Toward Rational Design of Functional Materials for Biological Applications

2019-06-10T17:13:48Z (GMT) by Charng-yu Lin
Cellular activities are composite responses to stimuli from the surroundings. Materials for biological applications, therefore, must be designed with care such that undesired interactions between cells and the materials will not be elicited while cellular responses that are beneficial to the dedicated applications are promoted. Efforts have been made to construct such materials based on both synthetic polymers and natural polymers including poly(ethylene glycol) (PEG) and proteins. In particular, recombinant proteins have drawn great interest for their similar biocompatibility to natural proteins and the uniformity of material properties that is found in manufacturing of synthetic polymers. Recombinant proteins are designed at the DNA level, which allows precise control over the translated protein sequence. By assembling encoded DNA sequences of amino acids with desired functional groups or protein domains conferring desired functionalities, a recombinant protein-based material can be tailored. In this dissertation, works toward developing functional biomaterials based on both synthetic polymers and recombinant proteins are presented.
The first part of this thesis encompasses the development of a new thiol-based crosslinking approach to achieve independent control over degradability and mechanical properties of a hydrogel system. Thiol chemistry was chosen as the focus here because it can easily be incorporated into recombinant protein designs by inserting cysteine residues. In addition, the low frequency of cysteine residues in natural proteins can reduce unwanted reactions between the hydrogel material and encapsulated biomolecules or cells. We utilized divinyl sulfone (DVS) to form thioether crosslinking through thiol-ene addition and ferric ethylenediaminetetraacetic acid (ferric EDTA) to make disulfide crosslinking via thiol oxidation. By controlling the ratio between the non-reducible thioether bonds to reducible disulfide bonds, hydrogels with similar mechanical properties can be made with different degradability in reducing conditions. Accelerated degradation and increased release of encapsulated dextran was observed in response to an extracellular reducing condition. Good viability of encapsulated fibroblasts also suggested high cytocompatibility of the crosslinking approach. This work demonstrated the potential of thiol crosslinking by DVS and ferric EDTA for making redox-responsive drug delivery vehicles and tissue engineering scaffolds.

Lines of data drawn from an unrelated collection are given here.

PR #2853, opened 2026-03-26
Client-execution-mode

anubra266:


agents-manage-ui/src/components/agent/sidepane/section.tsx
```diff
@@ -25,15 +25,27 @@ export function SectionHeader({
...
+      {learnMoreHref && (
+        <a
+          href={learnMoreHref}
+          target="_blank"
+          rel="noopener noreferrer"
+          className="text-xs text-muted-foreground underline hover:text-foreground"
+        >
+          Learn more
+        </a>
+      )}
```
dimaMachina: let's avoid this prop in favour of composition pattern
https://github.com/inkeep/agents/blob/main/.agents/skills/vercel-composition-patterns/AGENTS.md

just pass link as `children`

PR #76, opened 2016-07-13
added ruby 2.3 to travis w/ other small changes.

shicholas:
If this project is still actively maintained, I added the latest ruby to the matrix build.

also:

* updated rubocop and applied styling
* made small test refactorings (using the expect block notation)
* made a small refactor to remove an unnecessary ``return credentials``
* bumped the version

### DIFF
--- a/.travis.yml
+++ b/.travis.yml
@@ -1,6 +1,7 @@
 sudo: false
 language: ruby
 rvm:
+  - 2.3
   - 2.2
   - 2.0.0
   - 2.1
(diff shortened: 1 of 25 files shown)


shicholas:
on a tangent Ruby 1.9.3 is now deprecated: https://www.ruby-lang.org/en/news/2014/01/10/ruby-1-9-3-will-end-on-2015/ should that still be part of the build matrix?

tbetbetbe:
Hi @shicholas, thanks for this contribution!

The project is actively maintained.  I think I need to check with a few other people before removing 1.9.3 from the build matrix, so it probably won't be part of this change.

Issue #99, opened 2017-04-01
Faraday Newer Version Support


jwg2s:
Any plans to support newer versions of `faraday`?  Starting to run into gem conflicts that are stuck on v0.9x of `faraday`.

hxiong388:
closed via #100

PR #98, opened 2017-02-25
Fix rubocop warning

serihiro:
# What will this PR change?
- fix all rubocop warning to work Travis CI properly
    - All Travis jobs will be **failed** for rubocop 0.46 warning, for now 😱 
- specify ruby 2.3.3 version in `travis.yml` to fix rvm install error.

## before
```sh
$ bundle exec rake
Running RuboCop...
Inspecting 33 files
CC...........C..C.C.......C......
```

## after
```sh
$ bundle exec rake
Running RuboCop...
Inspecting 33 files
.................................
```

PR #100, opened 2017-04-11
Update faraday dependency

icco:
Faraday 0.9 is two years old. Reading through https://github.com/lostisland/faraday/releases, this should probably be updated.

This is an attempt to deal with #99.


icco:
This looks to only be failing with rubocop changes?

jdelStrother:
Yes please, would love to see this merged

franklinyu:
I think the Rubocop can be fixed in #98. This project has been inactive for almost a year though (so I suspect that it is abandoned).

PR #107, opened 2017-06-30
Avoids redundant class method definition

rthbound:
Adds module to provide `read_json_key` class method to multiple classes.


JustinBeckwith:
@TheRoyalTnetennba please take a look, make sure this all looks right, and merge if it's good :)

PR #157, opened 2018-08-15
Fix auth token revocation (broken since 0.6.3)

tadast:
Looks like https://github.com/google/google-auth-library-ruby/pull/147/files has changed the auth [revocation URL](https://github.com/google/google-auth-library-ruby/blob/43d175f65847e7235e4a7964446443d3b42ea20f/lib/googleauth/user_refresh.rb#L51) from `https://accounts.google.com/o/oauth2/revoke` to `https://oauth2.googleapis.com/revoke` and the new URL seems to respond with a 404. This is because [/revoke should be invoked with a POST](https://github.com/GoogleCloudPlatform/google-cloud-common/issues/260#issuecomment-413232751).

Update The HTTP method for /revoke to be a POST.

### DIFF
--- a/lib/googleauth/user_refresh.rb
+++ b/lib/googleauth/user_refresh.rb
@@ -94,7 +94,7 @@ module Google
         c = options[:connection] || Faraday.default_connection
 
         retry_with_error do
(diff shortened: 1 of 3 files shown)


tadast:
I signed it!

In the second part, we developed protein adhesives using thiol- or catechol-based adhesion. Every year more than 310 million surgeries are performed around the world, and more than 50% of these surgeries used sutures or staples for wound closure. Surgical sealants or adhesive can be applied together with sutures and staples to mitigate the risk of infection. Protein-based adhesives could have better biocompatibility than synthetic polymer-based adhesives and have the potential of providing biochemical cues for cellular responses. Many adhesive proteins have been found in nature. Among them, mussel adhesive proteins have been actively studied for their outstanding underwater adhesion. The capability of being able to cure in a wet environment is critical for an ideal surgical sealant and adhesive. Mussels uses both thiols and a catechol, 3, 4-dihydroxyphenylalanine (DOPA), to achieve underwater adhesion. Inspired by mussel adhesive proteins and modular recombinant design, we developed two proteins harboring thiol or DOPA groups with highly similar amino acid sequences. The adhesion performance, including curing kinetics, adhesion strength, and cytocompatibility, were compared between the two proteins. The similarity in the protein sequences allows us to focus on the performance difference between thiol- and DOPA-based adhesion. We also showed that a synergistic increase in the adhesion strength can be achieved when the two proteins are combined. This increase indicates a cross-reaction between thiol and DOPA groups. Our results provide insights into selecting the chemistry for designing adhesives based on the needs of the applications.
In the last part, we studied the lower critical solution temperature (LCST) behavior of elastin-like polypeptides (ELPs) with a series of ELPs with rationally designed charge distributions and chain lengths. The LCST behavior of ELPs are controlled by multiple factors including the amino acid composition, ELP chain length, protein concentration, salt identity, salt concentration, and pH of the solution. Fusion of other non-ELP recombinant protein domains to ELPs have also been shown to influence the LCST behavior of the fusion ELP protein. Inspired by this effect, we explored the use of short non-ELP sequences as a new way to tailor the LCST behavior of ELP-based proteins. We designed the non-ELP and the ELP sequences with different pH-dependent charge states and showed that pH sensitivity was introduced to the LCST behavior by electrostatic and hydrophobic interactions between the non-ELP and ELP sequences. The electrostatic interactions can be shielded by the ionic strength in the protein solution. The pH sensitivity was introduced by the non-ELP sequences, and this sensitivity decreased when the relative length of the ELP domain increased. We also found that the hydrophobicity of the non-ELP sequences changes the interactions between the proteins and Hofmeister ions in solution. Our results demonstrated the potential of using non-ELP sequences as a new factor in controlling the LCST behavior of ELP proteins.